I don't particularly like polluting system directories with custom-built binaries, so I use virtualenv to handle pip-installed Python packages.

]==> mkdir -p ~/Apps/virtualenvs/tensorflow
]==> cd ~/Apps/virtualenvs/tensorflow
]==> python3 /usr/lib/python3/dist-packages/ -p /usr/bin/python3 .
]==> . ./bin/activate
(tensorflow) ]==> pip install ~/Temp/tensorflow-1.1.0-cp35-cp35m-linux_aarch64.whl

The device is identified correctly when starting a new TensorFlow session.
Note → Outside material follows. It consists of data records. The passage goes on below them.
PR #2270, opened 2026-02-26
Give `leadership-council` team write access to `rust-artwork` repo instead of individual access

jieyouxu:
As discussed in https://github.com/rust-lang/team/pull/2267#issuecomment-3967067482.

Alternatively, maybe `social-media` team? Not really sure tbh.

cc @ehuss @m-ou-se (if you have preferences instead)

### DIFF
--- a/repos/rust-lang/rust-artwork.toml
+++ b/repos/rust-lang/rust-artwork.toml
@@ -4,6 +4,4 @@ description = "Official artwork for the Rust project."
 bots = []
 
 [access.teams]
-
-[access.individuals]
-m-ou-se = "write"
+leadership-council = "write"


steffahn:
I feel like this is oddly specific for leadership council, and rather something to be delegated to another team. Especially given the lower frequency of interaction, and the factor of rotating council representatives.

I would suggest the repo rename `master` into `main` and turn on branch protection, with the latter turned on there’s not really anything that can go wrong anyway, so quite low responsibility.

I find `social-media` sound like a reasonable start, and if that’s still too few people other teams could be added later without much concern if seen fit.

steffahn:
I pressed the remove button in case any change is desired after my comment. Feel free to re-add to queue if you want to merge it now anyway. @jackh726

jackh726:
I would say that for now, the council having access is a reasonable default for now. The council can delegate this to a different team if they so chose. Otherwise, there's no clear owner and the council is the group responsible for assigning one.

Nonetheless, let's switch from individual to team access here.

steffahn:
Do you know if branch renames and protection work through the team repo, or is it a more manual process? @jackh726

jieyouxu:
Those need infra-admin coordination as far as I am aware (the default branch rename at least)

PR #2273, opened 2026-02-27
Add Program marker team and repo

traviscross:
Now that we have more than one program manager on staff, we need some infrastructure for coordination.  Let's create a marker team for this. It will include those staff hired by the Project (via the Foundation) in support of program management and those Project members who (via the delegation by the council to the Edition and Goals teams) provide oversight and guidance for this program.

We'll create a repository for this marker team so that the PMs can create project boards and store documentation specific to this program.

cc @tomassedovic @nxsaken @ehuss @nikomatsakis

### DIFF
--- a/repos/rust-lang/program-team.toml
+++ b/repos/rust-lang/program-team.toml
@@ -1,0 +1,9 @@
+org = "rust-lang"
+name = "program-team"
+description = "Home of the Rust program team"
+bots = ["rustbot", "rfcbot"]
+
+[access.teams]
+edition = "maintain"
+goals = "maintain"
+program = "maintain"
--- a/teams/program.toml
+++ b/teams/program.toml
@@ -1,0 +1,34 @@
+# The Program team (AKA Program Management, PM) lists the staff hired
+# by the Project (via the Foundation) in support of program management
+# and those Project members who (via the delegation by the council to
+# the Edition and Goals teams) provide oversight and guidance for this
+# program.
+
+name = "program"
+kind = "marker-team"
+subteam-of = "edition" # And of goals.
+
+[people]
+leads = []
+members = [
+    "traviscross",
+    "ehuss",
+    "nikomatsakis",
+    "tomassedovic",
+    "nxsaken",
+]
+
+[[github]]
+orgs = ["rust-lang"]
+
+[permissions]
+bors.rust.review = true
+crater = true
+dev-desktop = true
+perf = true
+
+[[lists]]
+address = "program@rust-lang.org"
+
+[[zulip-groups]]
+name = "T-program"


repos/rust-lang/program-team.toml
```diff
@@ -0,0 +1,10 @@
+org = "rust-lang"
+name = "program-team"
+subteam-of = "edition" # And of goals.
```
nxsaken: Should it be a subteam? Seems cross-cutting enough to be a separate entity

tomassedovic:
This will be really useful to the PM team.

repos/rust-lang/program-team.toml
ehuss:
```suggestion
```

teams/program.toml
```diff
@@ -0,0 +1,33 @@
...
+]
+
+[[github]]
+orgs = ["rust-lang"]
+
+[permissions]
+bors.rust.review = true
+crater = true
+dev-desktop = true
+perf = true
```
jieyouxu, line 28: Question: what's our policy on giving permission to marker teams? Last I recall we seem to be trying to stay away from giving permissions to marker teams.

Should this instead of a proper subteam of LC? Or launching-pad?

I ask because the set of permissions { rust-lang/rust r+, perf } are particularly sensitive.

jieyouxu: (I will also update the forge docs if I get an answer from LC here, this is not documented either AFAIK)

repos/rust-lang/program-team.toml
traviscross: This is matching the delegation structure of https://github.com/rust-lang/leadership-council/issues/151 and https://github.com/rust-lang/leadership-council/issues/255.

teams/program.toml
traviscross: There are other marker teams that have permissions.  The only people who are going to be on this marker team are existing Project members who already have these and staff that is under contract with the Foundation (to work in support of the Project).

Given that, this seems OK and desirable to me.  Someone that we're paying to work on Rust and have under contract should have these perms.

Being an actual team implies other things such as chartered decision-making power within our Project structure.  We may or may not later want to do that with this team, but that seems separable from the question of ensuring permissions to hired staff.

repos/rust-lang/program-team.toml
traviscross: Thanks.  Had put that in the wrong file.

You should see the following if you don't count warnings about NUMA:

Found device 0 with properties:
name: NVIDIA Tegra X1
major: 5 minor: 3 memoryClockRate (GHz) 0.072
pciBusID 0000:00:00.0
Total memory: 3.90GiB
Free memory: 2.11GiB
DMA: 0
0:   Y
Creating TensorFlow device (/gpu:0) -> (device: 0, name: NVIDIA Tegra X1, pci bus id: 0000:00:00.0)

The CPU and the GPU share the memory controller, so the GPU does not have the 4GB just for itself. On the upside you can use the CUDA unified memory model without penalties (no memory copies).


I run two benchmarks to see if things work as expected. The first one was my TensorFlow implementation of LeNet training on and classifying the MNIST data. The training code run twice as fast on the TX1 comparing to my 4th generation Carbon X1 laptop. The second test was my slightly enlarged implementation of Sermanet applied to classifying road signs. The convolution part of the training process took roughly 20 minutes per epoch, which is a factor of two improvement over the performance of my laptop. The pipeline was implemented with a large device in mind, though, and expected 16GB of RAM. The TX1 has only 4GB, so the swap speed was a bottleneck here. Based on my observations of the processing speed of individual batches, I can speculate that a further improvement of a factor of two is possible with a properly optimized pipeline.